[Supplied entries]
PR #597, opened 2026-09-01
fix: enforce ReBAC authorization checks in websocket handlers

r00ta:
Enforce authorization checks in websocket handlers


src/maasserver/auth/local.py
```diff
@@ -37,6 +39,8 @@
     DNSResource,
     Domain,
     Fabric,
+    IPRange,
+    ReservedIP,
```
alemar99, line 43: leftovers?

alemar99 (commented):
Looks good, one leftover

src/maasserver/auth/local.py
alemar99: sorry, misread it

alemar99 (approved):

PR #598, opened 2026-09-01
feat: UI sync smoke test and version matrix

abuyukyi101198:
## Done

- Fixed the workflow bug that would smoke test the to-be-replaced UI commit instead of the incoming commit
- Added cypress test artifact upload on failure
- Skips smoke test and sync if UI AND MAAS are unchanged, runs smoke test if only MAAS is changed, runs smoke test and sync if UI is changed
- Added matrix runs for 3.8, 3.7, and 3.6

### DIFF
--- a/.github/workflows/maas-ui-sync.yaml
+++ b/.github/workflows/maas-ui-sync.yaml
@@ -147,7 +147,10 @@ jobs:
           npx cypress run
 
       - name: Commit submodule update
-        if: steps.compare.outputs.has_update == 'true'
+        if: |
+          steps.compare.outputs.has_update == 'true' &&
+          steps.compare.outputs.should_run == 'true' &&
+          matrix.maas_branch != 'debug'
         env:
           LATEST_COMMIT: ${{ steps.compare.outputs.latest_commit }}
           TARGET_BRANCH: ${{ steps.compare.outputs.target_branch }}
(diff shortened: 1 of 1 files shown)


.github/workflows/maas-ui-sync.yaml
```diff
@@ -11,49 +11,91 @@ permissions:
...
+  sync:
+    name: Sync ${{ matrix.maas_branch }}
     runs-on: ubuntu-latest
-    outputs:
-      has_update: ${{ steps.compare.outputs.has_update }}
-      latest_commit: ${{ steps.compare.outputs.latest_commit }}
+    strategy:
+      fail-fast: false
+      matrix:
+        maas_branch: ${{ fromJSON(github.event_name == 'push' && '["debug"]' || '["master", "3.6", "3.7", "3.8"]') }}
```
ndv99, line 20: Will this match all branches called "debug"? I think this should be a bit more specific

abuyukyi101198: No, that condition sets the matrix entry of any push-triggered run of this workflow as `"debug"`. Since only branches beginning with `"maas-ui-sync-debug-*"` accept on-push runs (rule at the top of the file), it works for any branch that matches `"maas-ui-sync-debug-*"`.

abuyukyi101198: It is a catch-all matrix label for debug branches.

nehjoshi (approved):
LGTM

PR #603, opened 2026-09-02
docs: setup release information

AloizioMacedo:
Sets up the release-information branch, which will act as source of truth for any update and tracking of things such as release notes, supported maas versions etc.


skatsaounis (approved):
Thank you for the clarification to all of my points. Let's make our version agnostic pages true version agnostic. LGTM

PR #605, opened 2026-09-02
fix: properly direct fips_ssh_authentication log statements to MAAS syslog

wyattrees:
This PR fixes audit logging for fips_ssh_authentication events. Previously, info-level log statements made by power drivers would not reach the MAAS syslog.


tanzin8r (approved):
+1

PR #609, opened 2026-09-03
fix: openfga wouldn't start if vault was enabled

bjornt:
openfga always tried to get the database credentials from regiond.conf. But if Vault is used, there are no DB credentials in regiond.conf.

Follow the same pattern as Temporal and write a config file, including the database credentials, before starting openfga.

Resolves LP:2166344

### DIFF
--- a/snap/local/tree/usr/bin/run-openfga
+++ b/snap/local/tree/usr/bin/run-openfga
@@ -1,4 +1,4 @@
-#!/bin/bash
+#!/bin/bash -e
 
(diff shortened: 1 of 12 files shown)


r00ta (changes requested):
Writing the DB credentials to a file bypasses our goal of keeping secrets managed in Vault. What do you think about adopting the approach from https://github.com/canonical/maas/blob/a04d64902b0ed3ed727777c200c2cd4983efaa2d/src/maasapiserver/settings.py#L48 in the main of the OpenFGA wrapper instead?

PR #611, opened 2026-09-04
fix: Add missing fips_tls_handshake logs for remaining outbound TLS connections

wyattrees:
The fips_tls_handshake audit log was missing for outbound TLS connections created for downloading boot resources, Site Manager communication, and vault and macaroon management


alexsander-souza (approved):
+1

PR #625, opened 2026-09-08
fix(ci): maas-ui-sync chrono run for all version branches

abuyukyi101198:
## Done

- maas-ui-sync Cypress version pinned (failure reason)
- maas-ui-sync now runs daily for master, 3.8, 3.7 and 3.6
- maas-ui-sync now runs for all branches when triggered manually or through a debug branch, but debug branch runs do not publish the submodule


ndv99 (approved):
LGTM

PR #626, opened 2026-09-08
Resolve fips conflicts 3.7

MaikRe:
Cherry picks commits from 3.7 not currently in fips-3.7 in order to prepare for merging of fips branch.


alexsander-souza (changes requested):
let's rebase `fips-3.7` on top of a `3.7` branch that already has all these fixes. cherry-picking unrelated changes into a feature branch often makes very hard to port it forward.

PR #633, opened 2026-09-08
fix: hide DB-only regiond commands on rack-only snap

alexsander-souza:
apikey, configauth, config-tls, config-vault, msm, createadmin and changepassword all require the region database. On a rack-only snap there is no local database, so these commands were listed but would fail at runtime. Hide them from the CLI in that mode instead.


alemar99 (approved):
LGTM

[About this exercise]
Each line of the records, from the opening one through the line holding "--- a/.github/workflows/maas-ui-sync.yaml", should be restated word for word, with nothing else in the answer.

[Problem solution]
PR #597, opened 2026-09-01
fix: enforce ReBAC authorization checks in websocket handlers

r00ta:
Enforce authorization checks in websocket handlers


src/maasserver/auth/local.py
```diff
@@ -37,6 +39,8 @@
     DNSResource,
     Domain,
     Fabric,
+    IPRange,
+    ReservedIP,
```
alemar99, line 43: leftovers?

alemar99 (commented):
Looks good, one leftover

src/maasserver/auth/local.py
alemar99: sorry, misread it

alemar99 (approved):

PR #598, opened 2026-09-01
feat: UI sync smoke test and version matrix

abuyukyi101198:
## Done

- Fixed the workflow bug that would smoke test the to-be-replaced UI commit instead of the incoming commit
- Added cypress test artifact upload on failure
- Skips smoke test and sync if UI AND MAAS are unchanged, runs smoke test if only MAAS is changed, runs smoke test and sync if UI is changed
- Added matrix runs for 3.8, 3.7, and 3.6

### DIFF
--- a/.github/workflows/maas-ui-sync.yaml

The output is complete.